By David Abercrombie, MCMH CEO
It is feasible to build a new hospital because financing has already been found and the method to pay back the loan has also been found and arranged.
In September 2010, the United States Department of Agriculture/Rural Development (USDA) obligated $22,543,400 to loan to the Madison County Health and Hospital District (District) for the purpose of building a new hospital and buying the equipment and furnishings that go inside. The money will be paid back to the USDA by the District over a span of forty years at a rate of interest of about 3.75%.
Before agreeing to make the loan to the District the USDA required that an accounting firm be engaged to determine if a new hospital would be financially feasible. The USDA does not allow hospitals to pick just any firm to conduct this study. It had to be a firm with experience doing this and one already on a list of “approved” firms.
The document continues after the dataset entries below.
PR #1538, opened 2020-09-11
fix(node): fix bug in synchronization to do not revert in case of fir…

lrubiorod:
…st block fail

### DIFF
--- a/node/src/actors/chain_manager/mod.rs
+++ b/node/src/actors/chain_manager/mod.rs
@@ -1452,15 +1452,20 @@ impl ChainManager {
         let mut num_processed_blocks = 0;
 
         for block in blocks.iter() {
-            num_processed_blocks += 1;
-
             if let Err(e) = self.process_requested_block(ctx, block.clone()) {
                 log::error!("Error processing block: {}", e);
-                self.initialize_from_storage(ctx);
-                log::info!("Restored chain state from storage");
+                if num_processed_blocks > 0 {
+                    // Restore only in case there were several blocks consolidated before
+                    // This is not needed if the error is in the first block because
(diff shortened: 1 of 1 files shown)


node/src/actors/chain_manager/mod.rs
```diff
@@ -1439,13 +1439,17 @@ impl ChainManager {
...
 
-        for block in blocks.iter() {
+        for (i, block) in blocks.iter().enumerate() {
             num_processed_blocks += 1;
 
             if let Err(e) = self.process_requested_block(ctx, block.clone()) {
                 log::error!("Error processing block: {}", e);
-                self.initialize_from_storage(ctx);
-                log::info!("Restored chain state from storage");
+                if i > 0 {
```
tmpolaczyk, line 1447: We already have a counter variable:

```suggestion
                if num_processed_blocks > 1 {
```

node/src/actors/chain_manager/mod.rs
```diff
@@ -1439,13 +1439,17 @@ impl ChainManager {
...
+                    // Restore only in case there were several blocks consolidated before
+                    // This is safe because the state has not been mutated yet
```
tmpolaczyk, line 1449:
```suggestion
                    // This is not needed if the error is in the first block because the state has not been mutated yet
```

tmpolaczyk (approved):

tmpolaczyk:
Note for the future: `process_blocks_batch` returns `(bool, usize)` when it could return `Option<usize>`.

clbartoli (approved):

aesedepece:
This is ready to rebase and merge, right?

PR #1541, opened 2020-09-11
feat(wallet): syncronization + superblocks + blocks indexing

mariocao:
This PR is built on top of @aesedepece PR #1488 as superblock notifications are required.

This PR aims to:

- update synchronization algorithm to be complaint with the new node consensus algorithm
- handle superblock notifications
- support pending and confirmed blocks, transactions and address information
- implement recovery mechanism in case node chain reverts (reorganizations)
  - handling edge-cases of block notifications
  - cleaning pending state if reorganization is detected
- improve block indexing logs (in debug mode)

However, there are still 2 issues missing that were created:
 - #1539 update dr balance movements (if tally txn is indexed)
 - #1540 index txn should take into account that address infos might be in pending state

Closes #1479 
Closes #1480 
Closes #1506
Closes #1545

PR #1545, opened 2020-09-14
Wallet/feat/handle superblock notifications

### LINKED ISSUE #1479: [Wallet] Handle consolidated block(s) notifications
- Accumulate balance movements linked to unconsolidated blocks (e.g. hasmap)
- Update block balance movements to confirmed
- Notify clients

### LINKED ISSUE #1480: [Wallet] Add `confirmed` flag to `Transaction` in `BalanceMovement`
Add `confirmed` flag to `Transaction` in `BalanceMovement` data structure.
Additionally, when indexing blocks and creating new balance movements set `confirmed` flag to `false`.

### LINKED ISSUE #1506: [Wallet] Persist transaccional data if block is confirmed, otherwise accumulate until confirmation

### LINKED ISSUE #1540: [Wallet] Update addresses information considering pending states (after indexing a transaction)
Current `_index_transaction()` logic, retrieves from database the last `address_info` object and updates it accordingly.
However, after latest changes in the wallet now `pending` on-memory `address_info` should also be considered.

Right now it is easy to find a specific `address_info` in the `pending` wallet state.
They are stored in a `HashMap<BlockHash, Vec<AddressInfo>>`.

Despite, there are not many block hashes and less address info items in the `pending` wallet state, it might be desirable an additional structure (e.g. hashmap) in the wallet `State` struct that facilitates finding `addresses` without having to iterate through the `pending_address_infos` block hashes and vectors.

### LINKED ISSUE #1551: [Wallet] Transactions can be added to balance twice when indexing transactions
While testing #1540, I got one transaction indexed only once but added twice to the account balance.

This was most likely caused by the wallet restarting while the transaction was pending confirmation, which may have caused the wallet to resync and process the transaction again.

We'll need to try to reproduce it and provide more context.

aesedepece:
This is a follow-up of #1541, rebasing it on top of master and effectively superseding it. 

Closes #1479
Closes #1480
Closes #1506 
Closes #1540
Closes #1541
Closes #1551


wallet/src/actors/worker/methods.rs
```diff
@@ -621,12 +641,24 @@ impl Worker {
...
                 let get_block_future = self.get_block(id.clone());
                 let block: types::ChainBlock = futures03::executor::block_on(get_block_future)?;
 
-                // Process each block
-                self.handle_block(block.clone(), wallet.clone(), DynamicSink::default())?;
+                // Compute if block should be considered confirmed
+                // Note: blocks confirmed in past superblocks are considered confirmed
+                // FIXME(#1437): best approach would be the node signaling if blocks are confirmed
+                let tip_superblock_index = self.current_epoch()? / superblock_period;
+                let current_superblock_index = epoch / superblock_period;
```
girazoki, line 652: This is a bit missleading, as current refers to the block we are processing inside this loop while tip refers to the current epoch divided with the period. I would change them for:

let current_superblock_index = self.current_epoch()? / superblock_period;
let processed_superblock_index = epoch / superblock_period

Or something similar

wallet/src/actors/worker/methods.rs
```diff
@@ -741,59 +773,152 @@ impl Worker {
...
+            wallet.update_sync_state(new_last_sync, confirmed)?;
+        }
+
+        Ok(())
+    }
+
+    /// Handle superblock notification by confirming the transactions of the consolidated blocks
+    pub fn handle_superblock(
+        &self,
+        block_notification: types::SuperBlockNotification,
```
girazoki, line 852:
```suggestion
        superblock_notification: types::SuperBlockNotification,
```

wallet/src/model.rs
```diff
@@ -23,7 +22,7 @@ pub struct UnlockedWallet {
     pub available_accounts: Vec<u32>,
 }
 
-#[derive(Debug, Serialize, PartialEq)]
+#[derive(Clone, Debug, Deserialize, Serialize, PartialEq)]
```
girazoki, line 25: order

wallet/src/repository/wallet/mod.rs
```diff
@@ -1,27 +1,29 @@
...
     model,
     params::Params,
-    types::{self, Hashable as _},
+    types::{self, signature, ExtendedPK, Hash, Hashable as _, RadonError},
 };
 
+use super::*;
+use crate::constants::{EXTERNAL_KEYCHAIN, INTERNAL_KEYCHAIN};
+use crate::model::AddressInfo;
+use std::sync::Arc;
```
girazoki, line 20: fmt

wallet/src/actors/worker/methods.rs
aesedepece: What about this?
```rust
                let node_tip_superblock_index = self.current_epoch()? / superblock_period;
                let local_tip_superblock_index = epoch / superblock_period;
```

wallet/src/repository/wallet/state.rs
```diff
@@ -1,21 +1,43 @@
...
+    pub name: Option<String>,
+    /// Next external index used to derive addresses
     pub next_external_index: u32,
+    /// Next internal index used to derive addresses
     pub next_internal_index: u32,
-    pub available_accounts: Vec<u32>,
-    pub balance: u64,
+    /// List of pending address infos, waiting to be confirmed with a superblock
+    pub pending_addresses_by_block: HashMap<String, Vec<Arc<model::Address>>>,
+    pub pending_addresses_by_path: HashMap<String, Arc<model::Address>>,
```
aesedepece, line 34: Missing docs

mariocao (approved):

wallet/src/actors/worker/methods.rs
girazoki: this is cool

The District engaged EideBaily (EB) of North Dakota to perform this study. The USDA’s national office in Washington concluded that EideBaily was well known by the USDA, had done many USDA financial feasibility projects, and is well respected for their work. They were approved to do the job.
Two years later EB completed the study. It was found that the annual cost (like the mortgage on a house) would be $1,200,000 a year. The EB study also found that payment to the hospital for services provided to its Medicare patients would increase by about $630,000 a year. This is because the federal government structures payments to critical access hospitals in a way to encourage replacing out-of-date rural hospital buildings.
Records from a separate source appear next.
PR #1560, opened 2020-09-16
fix(chain manager): avoid overflows while selecting committee

### LINKED ISSUE #1526: Subtract with overflow in current_committee_size_requirement

girazoki:
This PR solves the issue observed during synchronization that generated substraction overflows. This happened because the node tried to create a consolidate and candidate superblocks that it already had built before but then lost synchronization because of lack of consensus on the beacons sent by its peers. While constructing the target superblock again after having constructed the candidate, the substaction between these two checkpoints yields negative.

This PR adds functionality to check whether we need to construct the target AND CANDIDATE blocks while syncronizing

Closes #1526

### DIFF
--- a/node/src/actors/chain_manager/handlers.rs
+++ b/node/src/actors/chain_manager/handlers.rs
@@ -479,7 +479,7 @@ impl Handler<AddBlocks> for ChainManager {
 
                                     // Update ARS if there were no blocks right before the epoch during
                                     // which we should construct the target superblock
-                                    let candidate_superblock_epoch = (act.current_epoch.unwrap() / superblock_period) * superblock_period;
+                                    let candidate_superblock_checkpoint = act.current_epoch.unwrap() / superblock_period;
 
                                     // We need to persist blocks in order to be able to construct the
                                     // superblock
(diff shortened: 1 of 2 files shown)


node/src/actors/chain_manager/handlers.rs
```diff
@@ -469,35 +469,41 @@ impl Handler<AddBlocks> for ChainManager {
...
-                                if !batch_succeeded {
-                                    log::error!("Received invalid blocks batch...");
-                                    act.update_state_machine(StateMachine::WaitingConsensus);
-                                    act.sync_waiting_for_add_blocks_since = None;
-
-                                    return actix::fut::err(());
-                                }
-                                log_sync_progress(&sync_target, &remaining_blocks, num_processed_blocks, "SyncWithCandidate(remaining)");
+                                if let Some(candidate_superblock_epoch) = candidate_superblock_epoch {
+                                    // Process remaining blocks
```
tmpolaczyk, line 487: Not sure if this `if` is correct. When `superblock_candidate_is_needed` returns `None` it means that the candidate superblock has already been created. But the remaining blocks are the ones after that superblock, so I think they should always be processed. Because if we already had this blocks we wouldn't have received them.

tmpolaczyk: The only think inside the `if` should be:

    act.move_chain_state_forward(superblock_index);

Because we don't need to save the chain state if we already have this superblock saved.

node/src/actors/chain_manager/handlers.rs
```diff
@@ -494,19 +494,25 @@ impl Handler<AddBlocks> for ChainManager {
...
+                                else{
+                                    actix::fut::Either::B(actix::fut::ok(None))
+                                }
                             })
                             .and_then(move |candidate_superblock_epoch, act, ctx| {
-                                // Store chain state at candidate superblock, but do not persist it yet
-                                let superblock_index = candidate_superblock_epoch / superblock_period;
-                                act.move_chain_state_forward(superblock_index);
-
+                                if let Some(candidate_superblock_epoch) = candidate_superblock_epoch {
```
tmpolaczyk, line 511: Now that I see it, this if can be combined with the previous one, and we don't need to return `candidate_superblock_epoch` anymore.

tmpolaczyk (approved):

Issue #1145, opened 2020-04-02
[witnet_rad] Parse integer should ignore line breaks


mariocao:
## Summary

Parsing an Integer fails if the return result of an URL includes a line break, i.e. the result contains one extra byte that wasn't expected.

## Example of failing code

Data request source:
```
const source = new Witnet.Source("https://www.random.org/integers/?num=1&min=1&max=100&format=plain&rnd=new&col=1&base=10").asInteger()
```

Data request bytecode:

```
0a800108f0e597f405125e125768747470733a2f2f7777772e72616e646f6d2e6f72672f696e7465676572732f3f6e756d3d31266d696e3d31266d61783d31303026666f726d61743d706c61696e26726e643d6e657726636f6c3d3126626173653d31301a038118731a0d0a0908051205fa3fc00000100322090a0508051201011003100a18042001280130013801400248055046
```

## Error

After doing a `send-request --run --hex` with the node as:
```
./witnet node send-request --run --hex 0a800108e7cc97f405125e125768747470733a2f2f7777772e72616e646f6d2e6f72672f696e7465676572732f3f6e756d3d31266d696e3d31266d61783d31303026666f726d61743d706c61696e26726e643d6e657726636f6c3d3126626173653d31301a038118731a0d0a0908051205fa3fc00000100322090a0508051201011003100a18042001280130013801400248055046
```

I get the following error:

```
[2020-04-02T14:25:20Z INFO  witnet::cli::node::json_rpc_client] Running retrieval for https://www.random.org/integers/?num=1&min=1&max=100&format=plain&rnd=new&col=1&base=10
[2020-04-02T14:25:20Z WARN  witnet_rad::types] `RadError` cannot be converted to `RadonError` but it should, because it is needed for the tally result. Message: None. Inner: `Some(ParseInt { message: "invalid digit found in string" })`
[2020-04-02T14:25:20Z DEBUG witnet_rad] Result for URL https://www.random.org/integers/?num=1&min=1&max=100&format=plain&rnd=new&col=1&base=10: Ok(RadonReport { metadata: Retrieval, result: RadonError(RadonError { inner: UnhandledIntercept { inner: Some(ParseInt { message: "invalid digit found in string" }), message: None } }), running_time: 44.909µs })
```

tmpolaczyk:
A simple workaround would be to `String.replace("\n", "")`

PR #1605, opened 2020-09-29
feat(log): show current commit stage and current reveal stage

drcpu-github:
This PR (should) solve(s) issue #1005.

I split logging format string for COMMIT and REVEAL (taking the appropriate current round) on the one hand and TALLY on the other hand. Issue #1005 hints to use `extra_commit_rounds`, but that parameter does not exist anymore, so instead I took the `extra_rounds` parameter from the DataRequestPool struct.

I wanted to test whether the logging actually prints the correct messages, but I have not minted any blocks yet, so I am too poor to launch data requests and no one else is launching any either.

PR #1606, opened 2020-09-30
feat(witnet_rad): ignore line breaks at the end of a float, int or bool when parsing from string

drcpu-github:
Implemented ignoring a line break when parsing float / int or bool tackling issue #1145 

I chose to truncate the string with one character if necessary rather than "blindly" replacing newlines because that is more strict. Even though I cannot think of anything exploiting replacing all newlines, I'd say stricter is always better.

Even though the issue only mentions integer parsing, the same goes for floats and bools, so I also added the code there. I guess I could abstract the truncating code to a separate function but since there are only three occurences, that would be pretty much the same overhead in terms of lines of code. Would you still prefer putting it into a separate function (e.g., for maintainability)?

### DIFF
--- a/rad/src/operators/string.rs
+++ b/rad/src/operators/string.rs
@@ -35,20 +35,31 @@ pub fn parse_json_array(input: &RadonString) -> Result<RadonArray, RadError> {
     item.try_into()
 }
 
+pub fn radon_trim(input: &RadonString) -> String {
+    if input.value().ends_with('\n') {
+        input.value()[..input.value().len() - 1].to_string()
+    } else {
+        input.value()
+    }
+}
+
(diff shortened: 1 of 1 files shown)


tmpolaczyk:
> Would you still prefer putting it into a separate function (e.g., for maintainability)?

Yes please! This way we can easily change it in the future if for example we decide to also strip trailing spaces.

```rust
let str_value = radon_trim(input.value());
```

drcpu-github:
Because you asked so nicely, I made a separate function out of it. :wink:

I will squash the commits and rebase master into it once it has been approved (and PR #1605 is merged into master).

lrubiorod (approved):

Issue #1133, opened 2020-03-30
Error when parsing floats with commas


girazoki:
Source: [https://www.chards.co.uk/data/update-prices?full=false&currency=eur]

Script:
```js
const chards = new Witnet.Source("https://www.chards.co.uk/data/update-prices?full=false&currency=eur")
  .parseMapJSON()
  .getMap("gold")
  .getFloat("gram")
  .multiply(1000)
  .round()
```

Error:
> `RadError` cannot be converted to `RadonError` but it should, because it is needed for the tally result. Message: None. Inner: `Some(ParseFloat { message: "invalid float literal" })`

Additionally, back in November, 2006, the citizens of Madison County voted themselves a ½ cent sales tax to help pay the costs of replacing the hospital with a new hospital. This amount comes to roughly $470,000-$500,000 a year. It is kept in an account controlled by the Clerk of Court.
At this point, we have to stop and do some quick addition: $630,000 a year in increased Medicare collections + $470,000 a year in Madison County Sales Tax = $1,100,000. At this point in our math, we’re still $100,000 short of the amount needed to pay the $1,200,000 annual mortgage.
The federal government has required that all hospitals across the country install an electronic health record (EMR) system by the Year 2015. To help make it financially doable, the federal government will pay these hospitals a total of about $1,500,000 spread over four years ($375,000 a year).
If hospitals don’t comply with this new federal law, then in the Year 2015-16 Medicare will start withholding about 20% of payments to these hospitals for their provision of services to their Medicare patients.
So, the District has no choice but to implement this EMR system. Fortunately for the people of Madison, this EMR is already part of building a new hospital! You can’t operate a hospital without a computer system any more than you can operate a bank without a computer system.
Time for us to do more math: $1,100,000 from Medicare and Sales tax + $375,000 Reimbursement for the EMR system = $1,475,000. This is more than enough “guaranteed” money to pay the annual “mortgage” cost of a new hospital. So in answer to the question, “Is it financially feasible to build a new hospital?” The answer is “Yes.”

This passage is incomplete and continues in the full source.